── GIVEN RECORDS ──
PR #90, opened 2016-07-22
Add filter_fn to Cohort

tavinathanson:
Add `Cohort` defaults for `filter_fn`, `normalized_per_mb`, and Pageant depths.

@arahuja

### DIFF
--- a/cohorts/functions.py
+++ b/cohorts/functions.py
@@ -95,15 +95,16 @@ def neoantigen_count(row, cohort, filter_fn=None,
         return count
     return np.nan
 
-def expressed_missense_snv_count(row, cohort, filter_fn=None, **kwargs):
+def expressed_missense_snv_count(row, cohort, **kwargs):
+    filter_fn = kwargs.pop("filter_fn")
     def expressed_filter_fn(filterable_effect):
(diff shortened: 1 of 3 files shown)


arahuja:
Cool, I think having the cohort have a fallback is great.

A few thinking points, feel free to move ahead though if you don't agree:
- `min_coverage_normal_depth` is only used for the ensembl part right and unlinked from the filter functions, could that be confusing?
- We definitely need a way to not filter which `no_fitler` solves, but for some reason, I'd rather `None` did that? Does it make sense for `filter_fn` to have 3 possible args: `'default'`, a filter fn, or None. Where `'default'` goes to the cohort? This way the user never needs to know of anything special, either the default happens or the user specifies a filter function or `None`? I worry about the discoverability of `no_filter` and just `None` being more natural?

Just a few thoughts, but looks good!

tavinathanson:
@arahuja all good points!

Re `min_coverage_normal_depth`, I agree that it's confusing but I'm not sure of the best way to keep it more clear?

Re `None` vs. `no_filter`, I like your idea. I'll add an issue to fix that so that this code can be merged quickly and used.

PR #95, opened 2016-07-25
Fix expressed_missense_snv_count for None filter_fn

tavinathanson:
`expressed_missense_snv_count` is currently broken when no `filter_fn` arg is present. Fixes that.

@arahuja 

FYI @jburos

### DIFF
--- a/cohorts/functions.py
+++ b/cohorts/functions.py
@@ -96,7 +96,7 @@ def neoantigen_count(row, cohort, filter_fn=None,
     return np.nan
 
 def expressed_missense_snv_count(row, cohort, **kwargs):
-    filter_fn = kwargs.pop("filter_fn")
+    filter_fn = kwargs.pop("filter_fn", None)
     def expressed_filter_fn(filterable_effect):
         if filter_fn is not None:
             return filter_fn(filterable_effect) and effect_expressed_filter(filterable_effect)
--- a/cohorts/functions.py
+++ b/cohorts/functions.py
@@ -95,13 +95,16 @@ def neoantigen_count(row, cohort, filter_fn=None,
         return count
     return np.nan
 
-def expressed_missense_snv_count(row, cohort, **kwargs):
-    filter_fn = kwargs.pop("filter_fn", None)
+def expressed_missense_snv_count(row, cohort, filter_fn=None,
+                                 normalized_per_mb=None):
+    filter_fn = first_not_none_param([filter_fn, cohort.filter_fn], no_filter)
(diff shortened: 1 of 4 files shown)


cohorts/functions.py
```diff
@@ -96,7 +96,7 @@ def neoantigen_count(row, cohort, filter_fn=None,
     return np.nan
 
 def expressed_missense_snv_count(row, cohort, **kwargs):
-    filter_fn = kwargs.pop("filter_fn")
+    filter_fn = kwargs.pop("filter_fn", None)
```
arahuja: Just checking this `None` means use `Cohort` default, correct?

tavinathanson: Yup, I'm fairly certain that's correct. Did some double checking the other day, but should really have some tests.

arahuja:
👍

cohorts/functions.py
tavinathanson: @arahuja glad you asked, since this was wrong! Felt a little unsure so wrote a test that revealed the problem. Thanks for pointing it out.

tavinathanson: (I forgot that `expressed_filter_fn` is the new `filter_fn`, which doesn't give `Cohort.filter_fn` a chance to be used; since by the time we check for the default, we think we already have a `filter_fn`: `expressed_filter_fn`.)

tavinathanson:
@jburos FYI `expressed_missense_snv_count` had a bug that wasn't properly fixed until now, in https://github.com/hammerlab/cohorts/pull/95/commits/b9d625b8bd066ef27c075535fe45230d7733fe22. Whoops 👎

arahuja:
@tavinathanson I think I've lost track a bit of how things work here, so I'll take a look at this in more detail

cohorts/functions.py
```diff
@@ -95,13 +95,16 @@ def neoantigen_count(row, cohort, filter_fn=None,
...
-def expressed_missense_snv_count(row, cohort, **kwargs):
-    filter_fn = kwargs.pop("filter_fn")
+def expressed_missense_snv_count(row, cohort, filter_fn=None,
+                                 normalized_per_mb=None):
+    filter_fn = first_not_none_param([filter_fn, cohort.filter_fn], no_filter)
+    normalized_per_mb = first_not_none_param([normalized_per_mb, cohort.normalized_per_mb], False)
     def expressed_filter_fn(filterable_effect):
         if filter_fn is not None:
             return filter_fn(filterable_effect) and effect_expressed_filter(filterable_effect)
         return effect_expressed_filter(filterable_effect)
```
tavinathanson: @arahuja pointed out that this line should never be reached.

PR #551, opened 2026-06-05
feat: prune old checkpoints from wandb alongside local disk

danbraunai-goodfire:
## Description

`keep_last_n_checkpoints` now prunes the wandb run as well as local disk. Previously it only `unlink`ed local files, so every checkpointed step persisted on wandb forever.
───
The answer must consist of each line from the data that includes the string "only".

- `min_coverage_normal_depth` is only used for the ensembl part right and unlinked from the filter functions, could that be confusing?
`keep_last_n_checkpoints` now prunes the wandb run as well as local disk. Previously it only `unlink`ed local files, so every checkpointed step persisted on wandb forever.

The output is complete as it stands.